GMF intern meinte ich natürlich


----------



## Wildcard (23. Okt 2008)

Irgendwo im PlugIn (bzgw. das Ecore irgendwo im CVS), aber da hast du eigentlich wirklich nichts drin verloren, die Sache ist schon kompliziert genug  :wink:


----------



## Summer (23. Okt 2008)

vielleicht ist das jetzt eine blöde Frage, aber wo kann ich das zum gmfgraph zugehörige metamodel finden in meinem Project?

den da habe ich ja die unterpunkte: src, JRE System, Plug-in Dependencies, META-INF, model,...


----------



## Wildcard (23. Okt 2008)

Summer hat gesagt.:
			
		

> vielleicht ist das jetzt eine blöde Frage, aber wo kann ich das zum gmfgraph zugehörige metamodel finden in meinem Project?
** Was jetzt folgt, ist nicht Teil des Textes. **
PR #75996, opened 2024-08-12
feat(query-builder): Add FormattedQuery component for rendering a formatted query 

malwilley:
Renders a query similar to how it appears in the searchbar, but without any interactivity. This will be used in the recent searches UI and perhaps in other locations as well.

CleanShot 2024-08-12 at 12 31 48

### DIFF
--- a/static/app/components/searchQueryBuilder/formattedQuery.tsx
+++ b/static/app/components/searchQueryBuilder/formattedQuery.tsx
@@ -25,7 +25,7 @@ type TokenProps = {
   token: ParseResultToken;
 };
 
-const EMPTY_TAGS_COLLECTION = {};
+const EMPTY_FILTER_KEYS: TagCollection = {};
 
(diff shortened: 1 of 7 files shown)


static/app/components/searchQueryBuilder/formattedQuery.tsx
```diff
@@ -0,0 +1,125 @@
...
+  query: string;
+  fieldDefinitionGetter?: FieldDefinitionGetter;
+  filterKeys?: TagCollection;
+};
+
+type TokenProps = {
+  token: ParseResultToken;
+};
+
+const EMPTY_TAGS_COLLECTION = {};
```
scttcper, line 28: needs a type otherwise is `{}`
```suggestion
const EMPTY_TAGS_COLLECTION: TagCollection = {};
```

scttcper (approved):

PR #75999, opened 2024-08-12
feat(buffers): Assign dedicated Celery queue to a model for RedisBuffers

dashed:
Fixes https://getsentry.atlassian.net/browse/RV-1753

The `process_incr` task and the default assigned queue for it is shared among multiple models (i.e. `counters-0` queue).

If any backlogs or slowdowns occur when incrementing counts for any specific model, other models will be affected. To alleviate this, we can assign a dedicated queue for any given model. If a dedicated queue is assigned, the `process_incr` task will be processed in the assigned queue. On the other hand, if no dedicated queue is assigned, the `process_incr` task will be processed in the default queue (i.e. `counters-0` queue).

The queue to be used for the `process_incr` task is determined in the following order of precedence:

1. The queue argument passed to `process_incr.apply_async()` (we pass in any dedicated Celery queue for a given Django model in the `queue` keyword argument in this step)
2. The queue defined on the `process_incr` task (set to `counters-0`)
3. Any defined routes in `CELERY_ROUTES` (currently un-used)

See: https://docs.celeryq.dev/en/latest/userguide/routing.html#specifying-task-destination

Hence, we override the default queue of the `process_incr` task by passing in any assigned queue to the `process_incr.apply_async()` call.

An example of how this will be used to assign a Celery queue to a Django model is in: https://github.com/getsentry/getsentry/pull/14897

### DIFF
--- a/src/sentry/buffer/redis.py
+++ b/src/sentry/buffer/redis.py
@@ -82,11 +82,16 @@ class BufferHookRegistry:
 redis_buffer_registry = BufferHookRegistry()
 
 
+# Callable to get the queue name for the given model_key.
+# May return None to not assign a queue for the given model_key.
+ChooseQueueFunction = Callable[[str], str | None]
+
+
 @dataclass
 class PendingBufferValue:
     model_key: str | None
     pending_buffer: PendingBuffer
-    queue: str | None
+    generate_queue: ChooseQueueFunction | None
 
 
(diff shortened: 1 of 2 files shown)


vbro (approved):
LGTM
The queue has to be ready before enabling for a model.
https://github.com/getsentry/getsentry/pull/14897

PR #76003, opened 2024-08-12
ref(similarity): Rollout similarity delete record to 20% EA

jangjodi:
Project option `sentry:similarity_backfill_completed` is `True` for all EA projects
Rollout delete record by hash feature to 20% of these projects

### DIFF
--- a/src/sentry/tasks/delete_seer_grouping_records.py
+++ b/src/sentry/tasks/delete_seer_grouping_records.py
@@ -1,4 +1,5 @@
 import logging
+from random import randint
 from typing import Any
 
 from sentry import features, options
@@ -13,6 +14,7 @@ from sentry.silo.base import SiloMode
 from sentry.tasks.base import instrumented_task
 
 logger = logging.getLogger(__name__)
+EA_ROLLOUT_PERCENTAGE = 20
 
 
 @instrumented_task(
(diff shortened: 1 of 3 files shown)


src/sentry/tasks/delete_seer_grouping_records.py
```diff
@@ -13,6 +14,7 @@
 from sentry.tasks.base import instrumented_task
 
 logger = logging.getLogger(__name__)
+EA_ROLLOUT_PERCENTAGE = 20
```
mrduncan, line 17: Can we use an option here?

jangjodi: good catch, thanks!

src/sentry/tasks/delete_seer_grouping_records.py
```diff
@@ -56,7 +57,13 @@ def call_delete_seer_grouping_records_by_hash(
         project = group.project if group else None
     if (
         project
-        and features.has("projects:similarity-embeddings-grouping", project)
+        and (
+            features.has("projects:similarity-embeddings-grouping", project)
+            or (
+                project.get_option("sentry:similarity_backfill_completed")
+                and randint(1, 100) <= options.get("similarity.delete_task_EA_rollout_percentage")
```
mrduncan, line 64: Just to confirm, we don't want any stickyness on the project/org and it's ok if it's a randomly distributed percentage

mrduncan (approved):

src/sentry/tasks/delete_seer_grouping_records.py
jangjodi: Correct, we just want to make sure our task and seer can handle the load slowly. I don't think this slower rollout is strictly necessary, but wanted to be cautious.

PR #76004, opened 2024-08-12
feat(uptime): Add uptime to issue.category predefined values

evanpurkhiser:


gaprl (approved):

malwilley (approved):
This will update it in the new searchbar which is in EA, but if you want to add it for all users you'll also need to update this here: https://github.com/getsentry/sentry/blob/17f34ca4dcf9d1ab59a169d7794edd9aca9ee79e/static/app/stores/tagStore.tsx#L121-L124

PR #76005, opened 2024-08-12
fix(replay/issues): check `issueTypeConfig` before showing onboarding panel

michellewzhang:
SCR-20240812-mcaj

over slack, we decided to hide the entire `EventReplay` section if `issueTypeConfig.replays.enabled` is false.

### DIFF
--- a/static/app/components/events/eventReplay/index.tsx
+++ b/static/app/components/events/eventReplay/index.tsx
@@ -6,6 +6,7 @@ import LazyLoad from 'sentry/components/lazyLoad';
 import type {Event} from 'sentry/types/event';
 import type {Group} from 'sentry/types/group';
 import useEventCanShowReplayUpsell from 'sentry/utils/event/useEventCanShowReplayUpsell';
+import {getConfigForIssueType} from 'sentry/utils/issueTypeConfig';
 import {getReplayIdFromEvent} from 'sentry/utils/replays/getReplayIdFromEvent';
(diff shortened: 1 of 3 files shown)


static/app/components/events/eventReplay/index.tsx
```diff
@@ -39,7 +41,7 @@ export default function EventReplay({event, group, projectSlug}: Props) {
     return <ReplayClipSection event={event} replayId={replayId} group={group} />;
   }
 
-  if (canShowUpsell && !hasSentOneReplay) {
+  if (canShowUpsell && !hasSentOneReplay && issueTypeConfig.replays.enabled) {
```
ryan953, line 44: why is `<EventReplay>` being included if `replays.enabled == false`?

michellewzhang: we're currently discussing in a slack thread whether this check should be here or not. the check seems mostly related to whether a certain tab should show up in issue details but this panel shows inline on the main event page

michellewzhang: tagged you in the thread

malwilley: I think what Ryan means is that we could add this check to `GroupEventDetailsContent` instead and skip rendering this component at all if the config returns false. I think I have a slight preference to that since it means no extra requests get sent off if we know we don't need to render it.

michellewzhang: ahh gotcha, i'll update the callsite

malwilley (approved):

PR #76008, opened 2024-08-12
fix(similarity): Use count instead of length in backfill query

jangjodi:
Use `.count()` instead of `len` in postgres query

### DIFF
--- a/src/sentry/tasks/embeddings_grouping/utils.py
+++ b/src/sentry/tasks/embeddings_grouping/utils.py
@@ -172,7 +172,7 @@ def get_current_batch_groups_from_postgres(
         group_id_filter, project.id, batch_size
     )
 
-    total_groups_to_backfill_length = len(groups_to_backfill_batch_raw)
+    total_groups_to_backfill_length = groups_to_backfill_batch_raw.count()
     batch_end_group_id = (
         groups_to_backfill_batch_raw[total_groups_to_backfill_length - 1][0]
         if total_groups_to_backfill_length
@@ -192,7 +192,7 @@ def get_current_batch_groups_from_postgres(
         "backfill_seer_grouping_records.batch",
         extra={
             "project_id": project.id,
-            "batch_len": len(groups_to_backfill_batch),
+            "batch_len": total_groups_to_backfill_length,
             "last_processed_group_id": batch_end_group_id,
         },
     )


roggenkemper (approved):

src/sentry/tasks/embeddings_grouping/utils.py
```diff
@@ -172,7 +172,7 @@ def get_current_batch_groups_from_postgres(
         group_id_filter, project.id, batch_size
     )
 
-    total_groups_to_backfill_length = len(groups_to_backfill_batch_raw)
+    total_groups_to_backfill_length = groups_to_backfill_batch_raw.count()
     batch_end_group_id = (
         groups_to_backfill_batch_raw[total_groups_to_backfill_length - 1][0]
         if total_groups_to_backfill_length
```
wedamija, line 178: You're now making two queries here - one to get the count, and one to get the end group id for the batch, in addition to fetching the batch on 183.

Is there any reason we can't just perform this logic after 183?

Any reason we can't move this logic after we filter to `groups_to_backfill_batch`?

src/sentry/tasks/embeddings_grouping/utils.py
```diff
@@ -172,7 +172,7 @@ def get_current_batch_groups_from_postgres(
         group_id_filter, project.id, batch_size
```
wedamija, line 172: `_make_postgres_call_with_retry` doesn't work properly afaict. This just constructs the queryset https://github.com/getsentry/sentry/blob/23768500359ae9535da4cd50ecb6c2a58f2d9ef6/src/sentry/tasks/embeddings_grouping/utils.py#L124-L133. But since we don't convert it to a list, or attempt to iterate over it, then it never runs the query.

That means you'll never enter your retry loop here: https://github.com/getsentry/sentry/blob/23768500359ae9535da4cd50ecb6c2a58f2d9ef6/src/sentry/tasks/embeddings_grouping/utils.py#L143-L149

You should coerce to a list in the return value. That also saves you the trouping of using `.count` here since you won't have a queryset.

jangjodi: Thanks for the review @wedamija! I've opened up a follow up [PR](https://github.com/getsentry/sentry/pull/76081) to address these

Das Metamodell ist die .ecore und die ist nur in den Sourcen des GMF Projekts vorhanden, weil der Anwender keine Verwendung dafür hat.


----------



## Summer (23. Okt 2008)

Irgend eine andere idee woran es liegen könnte das ich das generating model in kreieren kann.....


----------



## Wildcard (23. Okt 2008)

Validiere alle Modelle (graph, tool, ecore, genmodel, map und gmfgen). Root Element selektieren und validieren.


----------



## Summer (23. Okt 2008)

ich hab jetzt alle Modelle validiert nur beim genmodel erscheint kein validation, ansonsten war es bei allen succesfully

was meinst du mit Root Element?


----------



## Wildcard (23. Okt 2008)

Na das erste Element im Baum (direkt unter der Resource)


----------



## Summer (23. Okt 2008)

:lol:

das dachte ich mir schon. Validieren ist wie schon gesagt succesfully nur selektieren erschein nirgends.


----------



## Wildcard (23. Okt 2008)

Selektieren heißt Auswählen.
Du erhälst irgendeine interne GMF Fehlermeldung, dazu kann ich dir nichts sagen. Wenn bei validen Modellen nicht generiert werden kann, handelt es sich evtl. um einen Bug in deiner Version.


----------



## Summer (23. Okt 2008)

werd das morgen nochmal überprüfen.

Danke für deine Hilfe


----------



## Summer (7. Nov 2008)

Ich erstelle gerade einen GMF editor nocheinmal von vorne. 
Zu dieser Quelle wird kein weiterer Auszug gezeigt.